Using Prefect’s local agent can be a good fit for new users or those who want to run their workflows on vertically scaled machines

This guide will demonstrate how to deploy both 1.0 and 2.0 flows with Prefect Cloud as the backend, using a local agent, storage and runtime.

Video Link

coming soon!

How did we do this in Prefect 1.0?

pip install prefect==1.2.4

Using local storage and runtime

Let’s start with imports:

from prefect.run_configs import LocalRun
from prefect.storage import Local

which we can use in the definition of our Flow object like:

with Flow(
    'Control Flow.. Flow',
    run_config=LocalRun(),
    storage=Local()
) as flow:
...

… assuming we’ve got some task definitions in our Flow context (see bottom of post for the code), we’re ready to register our flows!

Register a flow

To register our flow with our Prefect Cloud backend, we can run:

prefect register -p control_flow_1.py --project test

Starting the local agent process

In a cloud-authenticated environment:

prefect agent local start

… which will start an agent listening for flows labeled like my-machine-name.local

Run our newly registered flow

To run our flow from the CLI:

prefect run -n 'Control Flow.. Flow'

To run our flow from the UI we can just click on Quick Run on the flow page

Sanity Check

We can now check the agent logs and/or the flow run logs in the UI to see that our agent did in fact pick up our flow and run it as expected.
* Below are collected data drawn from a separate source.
PR #4271, opened 2020-11-25
Add SDG local targets

Senen:
## References

Pending:

1. Check max_length for description attribute

## Objectives
Pending

## Visual Changes
Captura de pantalla 2020-12-06 a las 16 37 40
Captura de pantalla 2020-12-06 a las 16 37 50
Captura de pantalla 2020-12-06 a las 16 38 01

## Notes
Pending

PR #4296, opened 2020-12-23
Allow SDG managers to manage SDG local targets records

Senen:
## References

This PR extends #4271 

## Objectives

Allow SDG managers to manage local target records.

Load local target records by using cancancan `load_and_authorize_resource` method.

### DIFF
--- a/app/controllers/sdg_management/local_targets_controller.rb
+++ b/app/controllers/sdg_management/local_targets_controller.rb
@@ -1,19 +1,16 @@
 class SDGManagement::LocalTargetsController < SDGManagement::BaseController
   include Translatable
 
-  LocalTarget = ::SDG::LocalTarget
+  load_and_authorize_resource class: "SDG::LocalTarget"
 
   def index
-    @local_targets = LocalTarget.all.sort
+    @local_targets = @local_targets.sort
   end
 
   def new
-    @local_target = LocalTarget.new
   end
 
   def create
-    @local_target = LocalTarget.new(local_target_params)
-
     if @local_target.save
       redirect_to sdg_management_local_targets_path, notice: t("sdg_management.local_targets.create.notice")
     else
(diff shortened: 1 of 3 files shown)


spec/models/abilities/sdg/manager.rb
```diff
@@ -9,6 +9,7 @@
 
   it { should be_able_to(:read, SDG::Goal) }
   it { should be_able_to(:read, SDG::Target) }
+  it { should be_able_to(:read, SDG::LocalTarget) }
```
javierm, line 12: Maybe in this case permissions to create, update and destroy are more important :thinking:.
```suggestion
  it { should be_able_to(:manage, SDG::LocalTarget) }
```

app/controllers/sdg_management/local_targets_controller.rb
```diff
@@ -3,12 +3,13 @@ class SDGManagement::LocalTargetsController < SDGManagement::BaseController
 
   LocalTarget = ::SDG::LocalTarget
```
javierm, line 4: This line isn't that useful anymore :thinking:. How about removing it and using `SDG::LocalTarget` in the `create` action?

app/controllers/sdg_management/local_targets_controller.rb
```diff
@@ -1,19 +1,16 @@
...
-    @local_targets = LocalTarget.all.sort
+    @local_targets = @local_targets.sort
   end
 
   def new
-    @local_target = LocalTarget.new
   end
 
   def create
-    @local_target = LocalTarget.new(local_target_params)
```
javierm, line 15: I think we need to keep this line :thinking:; otherwise we are not filtering `params` and so are vulnerable to mass assignment.

Correct me if I'm wrong!

javierm: I was wrong :smile:.

https://github.com/CanCanCommunity/cancancan/wiki/Strong-Parameters

javierm (approved):

PR #4301, opened 2020-12-29
Include link to unsubscribe in email notifications

taitus:
## Objectives
Allow users to unsubscribe from email notifications through an "Unsubscribe" link in the footer of the email without the need to log in.
This link will take them to a unsubscribe page where they can manage the notifications they want to receive.

## Visual Changes
Captura de pantalla 2021-02-02 a las 11 02 17

### DIFF
--- a/app/controllers/subscriptions_controller.rb
+++ b/app/controllers/subscriptions_controller.rb
@@ -1,0 +1,17 @@
+class SubscriptionsController < ApplicationController
+  before_action :set_user
+  skip_authorization_check
+
+  def edit
+  end
+
+  private
+
+    def set_user
+      @user = if params[:token].present?
+                User.find_by!(subscriptions_token: params[:token])
+              else
+                current_user || raise(CanCan::AccessDenied)
+              end
+    end
+end
--- a/app/controllers/subscriptions_controller.rb
+++ b/app/controllers/subscriptions_controller.rb
@@ -1,5 +1,5 @@
 class SubscriptionsController < ApplicationController
-  before_action :set_user
+  before_action :set_user, :set_user_locale
   skip_authorization_check
 
   def edit
@@ -27,5 +27,12 @@ class SubscriptionsController < ApplicationController
 
     def allowed_params
       [:email_on_comment, :email_on_comment_reply, :email_on_direct_message, :email_digest, :newsletter]
+    end
+
+    def set_user_locale
+      if params[:locale].blank?
+        I18n.locale = I18n.available_locales.find { |locale| locale == @user.locale&.to_sym }
+        session[:locale] = I18n.locale
+      end
     end
 end
--- a/app/controllers/subscriptions_controller.rb
+++ b/app/controllers/subscriptions_controller.rb
@@ -5,6 +5,12 @@ class SubscriptionsController < ApplicationController
   def edit
   end
 
+  def update
+    @user.update!(subscriptions_params)
+    redirect_to edit_subscriptions_path(token: @user.subscriptions_token),
+                notice: t("flash.actions.save_changes.notice")
+  end
+
   private
 
     def set_user
@@ -13,5 +19,13 @@ class SubscriptionsController < ApplicationController
               else
                 current_user || raise(CanCan::AccessDenied)
               end
+    end
+
+    def subscriptions_params
+      params.require(:user).permit(allowed_params)
+    end
+
+    def allowed_params
+      [:email_on_comment, :email_on_comment_reply, :email_on_direct_message, :email_digest, :newsletter]
     end
 end
--- a/app/models/user.rb
+++ b/app/models/user.rb
@@ -415,6 +415,10 @@ class User < ApplicationRecord
     devise_mailer.send(notification, self, *args).deliver_later
   end
 
+  def add_subscriptions_token
+    update!(subscriptions_token: SecureRandom.base58(32)) if subscriptions_token.blank?
+  end
+
   private
 
     def clean_document_number
--- a/app/views/mailer/comment.html.erb
+++ b/app/views/mailer/comment.html.erb
@@ -18,6 +18,13 @@
   </p>
 
   <p style="font-family: 'Open Sans','Helvetica Neue',arial,sans-serif;font-size: 12px;font-weight: normal;line-height: 20px;">
-    <%= t("mailers.config.manage_email_subscriptions") %> <%= link_to t("account.show.title"), account_url, style: "color: #2895F1; text-decoration:none;" %>
+    <%= sanitize(t("mailers.config.unsubscribe_text",
+      notifications: link_to(
+        t("mailers.config.notifications_link"),
+        edit_subscriptions_url(token: @token),
+        style: "color: #2895F1; text-decoration: none;"
+      ),
+      notification: User.human_attribute_name(:email_on_comment)
+    )) %>
   </p>
 </td>
--- a/app/views/mailer/newsletter.html.erb
+++ b/app/views/mailer/newsletter.html.erb
@@ -2,4 +2,15 @@
   <p style="font-family: 'Open Sans','Helvetica Neue',arial,sans-serif;font-size: 14px;line-height: 24px;">
     <%= auto_link_already_sanitized_html wysiwyg(@newsletter.body) %>
   </p>
+
+  <p style="font-family: 'Open Sans','Helvetica Neue',arial,sans-serif;font-size: 12px;font-weight: normal;line-height: 20px;">
+    <%= sanitize(t("mailers.config.unsubscribe_text",
+      notifications: link_to(
+        t("mailers.config.notifications_link"),
+        edit_subscriptions_url(token: @token),
+        style: "color: #2895F1; text-decoration: none;"
+      ),
+      notification: User.human_attribute_name(:newsletter)
+    )) %>
+  </p>
 </td>
--- a/app/views/mailer/reply.html.erb
+++ b/app/views/mailer/reply.html.erb
@@ -18,6 +18,13 @@
   </div>
 
   <p style="font-family: 'Open Sans','Helvetica Neue',arial,sans-serif;font-size: 12px;font-weight: normal;line-height: 20px;">
-    <%= t("mailers.config.manage_email_subscriptions") %> <%= link_to t("account.show.title"), account_url, style: "color: #2895F1; text-decoration:none;" %>
+    <%= sanitize(t("mailers.config.unsubscribe_text",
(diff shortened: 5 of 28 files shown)


app/models/user.rb
```diff
@@ -427,4 +428,8 @@ def validate_username_length
         maximum: User.username_max_length)
       validator.validate(self)
     end
+
+    def add_unsubscribe_hash
+      self.unsubscribe_hash = SecureRandom.hex
```
javierm, line 433: While this is secure, hexadecimal strings look like MD5 hashes and don't feel so secure :thinking:. So, just in order to make the string look more random, how about:

```suggestion
      self.unsubscribe_hash = SecureRandom.base58(32) 
```

I think we can't use `SecureRandom.base64` in this case because it might contain a slash, which is a special character in a URL.

app/views/mailer/comment.html.erb
```diff
@@ -18,6 +18,10 @@
   </p>
 
   <p style="font-family: 'Open Sans','Helvetica Neue',arial,sans-serif;font-size: 12px;font-weight: normal;line-height: 20px;">
-    <%= t("mailers.config.manage_email_subscriptions") %> <%= link_to t("account.show.title"), account_url, style: "color: #2895F1; text-decoration:none;" %>
+    <%= t("mailers.config.manage_email_subscriptions") %>
+    <%= link_to t("mailers.comment.unsubscribe"),
+                edit_unsubscribe_url(@receiver.unsubscribe_hash),
+                style: "color: #2895F1; text-decoration:none;",
+                target: :_blank %>
```
javierm, line 25: Why `target: :_blank`? We almost never use it in mailer views :thinking:.

The same applies to the other links added in this pull request.

javierm (changes requested):
@taitus Here's an initial review. Let me know what you think! :wink:

app/controllers/subscriptions_controller.rb
```diff
@@ -0,0 +1,35 @@
...
+
+    def set_user
+      @user = User.find_by(subscriptions_token: params[:token])
+    end
+
+    def subscriptions_params
+      attributes = [:email_on_comment, :email_on_comment_reply, :email_on_direct_message,
+                    :email_digest, :newsletter]
+      params.require(:user).permit(*attributes)
+    end
```
javierm, line 24: Using an additional method would make customization easier:

```suggestion
    def subscriptions_params
      params.require(:user).permit(allowed_params)
    end
    
    def allowed_params
       [:email_on_comment, :email_on_comment_reply, :email_on_direct_message, :email_digest, :newsletter]
     end
```

This way the custom code could say:

```
  alias_method :consul_allowed_params, :allowed_params

  def allowed_params
    consul_allowed_params + [:my_custom_parameter]
  end
```

app/views/mailer/comment.html.erb
```diff
@@ -18,6 +18,9 @@
   </p>
 
   <p style="font-family: 'Open Sans','Helvetica Neue',arial,sans-serif;font-size: 12px;font-weight: normal;line-height: 20px;">
-    <%= t("mailers.config.manage_email_subscriptions") %> <%= link_to t("account.show.title"), account_url, style: "color: #2895F1; text-decoration:none;" %>
+    <%= t("mailers.config.manage_email_subscriptions") %>
+    <%= link_to t("mailers.comment.unsubscribe"),
+                edit_subscriptions_url(token: @receiver.subscriptions_token),
+                style: "color: #2895F1; text-decoration:none;" %>
```
javierm, line 24: Since we're changing these lines, how about using just one translation, like in other places?

```suggestion
    <%= sanitize(t("...", unsubscribe: link_to(...))) %>
```

This way it'll be easier to translate this sentece to languages where the syntax has nothing to do with the one used in English.

app/views/mailer/newsletter.html.erb
```diff
@@ -2,4 +2,13 @@
...
     <%= auto_link_already_sanitized_html wysiwyg(@newsletter.body) %>
   </p>
+
+  <% if @receiver.present? %>
+    <p style="font-family: 'Open Sans','Helvetica Neue',arial,sans-serif;font-size: 12px;font-weight: normal;line-height: 20px;">
+      <%= t("mailers.config.manage_email_subscriptions") %>
+      <%= link_to t("mailers.newsletter.unsubscribe"),
+                  edit_subscriptions_url(token: @receiver.subscriptions_token),
+                  style: "color: #2895F1; text-decoration:none;" %>
+    </p>
```
javierm, line 12: Here we can also use just one translation, like in other places:

```suggestion
    <%= sanitize(t("...", unsubscribe: link_to(...))) %>
```

app/views/mailer/reply.html.erb
```diff
@@ -18,6 +18,9 @@
   </div>
 
   <p style="font-family: 'Open Sans','Helvetica Neue',arial,sans-serif;font-size: 12px;font-weight: normal;line-height: 20px;">
-    <%= t("mailers.config.manage_email_subscriptions") %> <%= link_to t("account.show.title"), account_url, style: "color: #2895F1; text-decoration:none;" %>
+    <%= t("mailers.config.manage_email_subscriptions") %>
+    <%= link_to t("mailers.reply.unsubscribe"),
+                edit_subscriptions_url(token: @receiver.subscriptions_token),
+                style: "color: #2895F1; text-decoration:none;" %>
```
javierm, line 24: Since we're changing these lines, how about using just one translation, like in other places?

```suggestion
    <%= sanitize(t("...", unsubscribe: link_to(...))) %>
```

This way it'll be easier to translate this sentece to languages where the syntax has nothing to do with the one used in English.

javierm (commented):
Took me a while to get back to this pull request, but here's the second review :smile:.

spec/system/subscriptions_spec.rb
```diff
@@ -0,0 +1,44 @@
...
+    scenario "Render content in the user's preferred locale" do
+      user.update!(locale: "es")
+      visit edit_subscriptions_path(token: user.subscriptions_token)
+
+      expect(page).to have_content "Notificaciones"
+      expect(page).to have_content "Recibir un email cuando alguien comenta en mis propuestas o debates"
+      expect(page).to have_content "Recibir un email cuando alguien contesta a mis comentarios"
+      expect(page).to have_content "Recibir emails con información interesante sobre la web"
+      expect(page).to have_content "Recibir resumen de notificaciones sobre propuestas"
+      expect(page).to have_content "Recibir emails con mensajes privados"
```
javierm, line 16: We could use `have_field`, just like we did in the component spec.

spec/system/subscriptions_spec.rb
```diff
@@ -0,0 +1,44 @@
...
+    end
+  end
+
+  context "Update" do
+    scenario "Allow update the status notification" do
```
javierm, line 21: Typo:

```suggestion
    scenario "Allow updating the status notification" do
```

spec/system/subscriptions_spec.rb
```diff
@@ -0,0 +1,44 @@
...
+      user.update!(email_on_comment: true,
+                   email_on_comment_reply: true,
+                   email_on_direct_message: true,
+                   email_digest: true,
+                   newsletter: true)
```
javierm, line 26: Maybe we could change a couple of them to `false`, and update just 4 of them, so we also check what happens when changing from `false` to `true` and what happens when the option isn't changed :thinking:.

javierm (commented):
Getting there! :+1: I haven't reviewed my comments, but since we wrote them together, I hope that's fine :smile:.

spec/models/user_spec.rb
```diff
@@ -823,4 +823,22 @@
       expect(other_user_legislation_proposal.reload).to be_hidden
     end
   end
+
+  describe "#add_subscriptions_token" do
+    let(:user) { build(:user, subscriptions_token: nil) }
+
+    it "generate subscriptions_token when user has not related token" do
```
javierm, line 830:
```suggestion
    it "generates a subscriptions token when the user doesn't have one" do
```

spec/models/user_spec.rb
```diff
@@ -823,4 +823,22 @@
...
+      user.add_subscriptions_token
+
+      expect(user.subscriptions_token).to be_present
+    end
+
+    it "keep the existing subscriptions_token when a user already has a related token" do
```
javierm, line 836:
```suggestion
    it "keeps the existing subscriptions token when the user already has one" do
```

spec/system/subscriptions_spec.rb
```diff
@@ -0,0 +1,51 @@
...
+      check "Receive a summary of proposal notifications"
+      uncheck "Receive emails about direct messages"
+      click_button "Save changes"
+
+      expect(page).to have_content "Changes saved"
+      expect(user.reload.email_on_comment).to eq true
+      expect(user.reload.email_on_comment_reply).to eq false
+      expect(user.reload.newsletter).to eq false
+      expect(user.reload.email_digest).to eq true
+      expect(user.reload.email_on_direct_message).to eq false
```
javierm, line 48: Using `user.reload` means we're accessing the database after the process running the browser has already started, which might result in some `PG::ProtocolViolation` exceptions when running the tests.

How about checking the checkboxes are present with the updated values?

spec/mailers/mailer_spec.rb
```diff
@@ -29,4 +29,26 @@
       expect(email.subject).to include("commented on your proposal")
     end
   end
+
+  describe "#manage_subscriptions_token" do
+    let(:user) { create(:user) }
+    let(:proposal) { create(:proposal, author: user) }
+    let(:comment) { create(:comment, commentable: proposal) }
+
+    it "when receiver has not subscriptions_token we generate subscriptions_token for it" do
```
javierm, line 38:
```suggestion
    it "generates a subscriptions token when the receiver doesn't have one" do
```

spec/mailers/mailer_spec.rb
```diff
@@ -29,4 +29,26 @@
...
+      user.update!(subscriptions_token: nil)
+
+      Mailer.comment(comment).deliver_now
+
+      expect(user.reload.subscriptions_token).to be_present
+    end
+
+    it "when the receiver already has subscriptions_token, we keep it " do
```
javierm, line 46:
```suggestion
    it "uses the existing subscriptions token when the receivesr already has one " do
```

javierm (changes requested):
Probably my final review here; just found a couple of typos and a possible cause of flaky tests. I'm gonna miss this pull request :smile:.

javierm (approved):

PR #4311, opened 2021-01-11
Add SDG cards management section

javierm:
## References

* Depends on pull request #4310

## Objectives

* Make it possible to add cards which will be assigned to SDG phases

## Visual changes

In the SDG content management there's a new homepage section listing and allowing to edit cards for each phase

## Notes

In a future pull request, we'll add the cards to the public SDG homepage


db/sdg.rb
```diff
@@ -23,3 +23,5 @@
 ].each do |code|
   SDG::Target.where(code: code, goal: SDG::Goal.find_by!(code: code.split(".").first)).first_or_create!
 end
+
+3.times { |kind| SDG::Phase.where(kind: kind).first_or_create! }
```
Senen, line 27: What about looping over `SDG::Phase.kinds.values`? By doing this way, if someone customizes the kinds array definition for any reason won't have to update this line too.

```
SDG::Phase.kinds.values.each { |kind| SDG::Phase.where(kind: kind).first_or_create! }
```

Senen (commented):
Hi @javierm, i have to do a manual testing yet but here are a few comments.

What do you think about creating card/s for each phase?

app/models/sdg/phase.rb
```diff
@@ -0,0 +1,8 @@
+class SDG::Phase < ApplicationRecord
+  enum kind: %w[sensitization planning monitoring]
```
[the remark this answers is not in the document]
javierm: There's no way to access this array (it isn't stored in a variable/constant), so it's not needed. And the `enum` method converts this array to a hash and freezes it automatically :smile:.

db/sdg.rb
javierm: Done!

javierm: Updated the `dev_seeds` as well :+1:.

app/models/sdg/phase.rb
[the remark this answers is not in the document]
Senen: Didn't know that. Thanks for the explanation.

app/models/abilities/everyone.rb
```diff
@@ -29,6 +29,7 @@ def initialize(user)
       can [:search, :comments, :read, :create, :new_comment], Legislation::Annotation
 
       can :read, ::SDG::Goal
+      can :read, ::SDG::Phase
```
Senen, line 32: I noticed there a missing spec for this change.

javierm: Added :+1:.

Senen (approved):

How do we do this in Prefect 2.0?

pip install prefect

Using local storage and runtime

By default, flows will use the local Process runtime infrastructure and LocalFileSystem storage.

Once we’ve converted our Prefect 1.0 code to Prefect 2.0 code (how to), we’re ready to create a deployment and run it!

build and apply a deployment

To build a deployment from our python file where the flow lives:

prefect deployment build ./control_flow_2.py:my_flow -n my-first-deployment

… which will create a .yaml file specifying our deployment, which we can then apply (i.e. deploy):

prefect deployment apply my_flow-deployment.yaml

Creating a work-queue

From the CLI:

prefect work-queue create <my work queue name>

or you can navigate to the work-queue section in the UI.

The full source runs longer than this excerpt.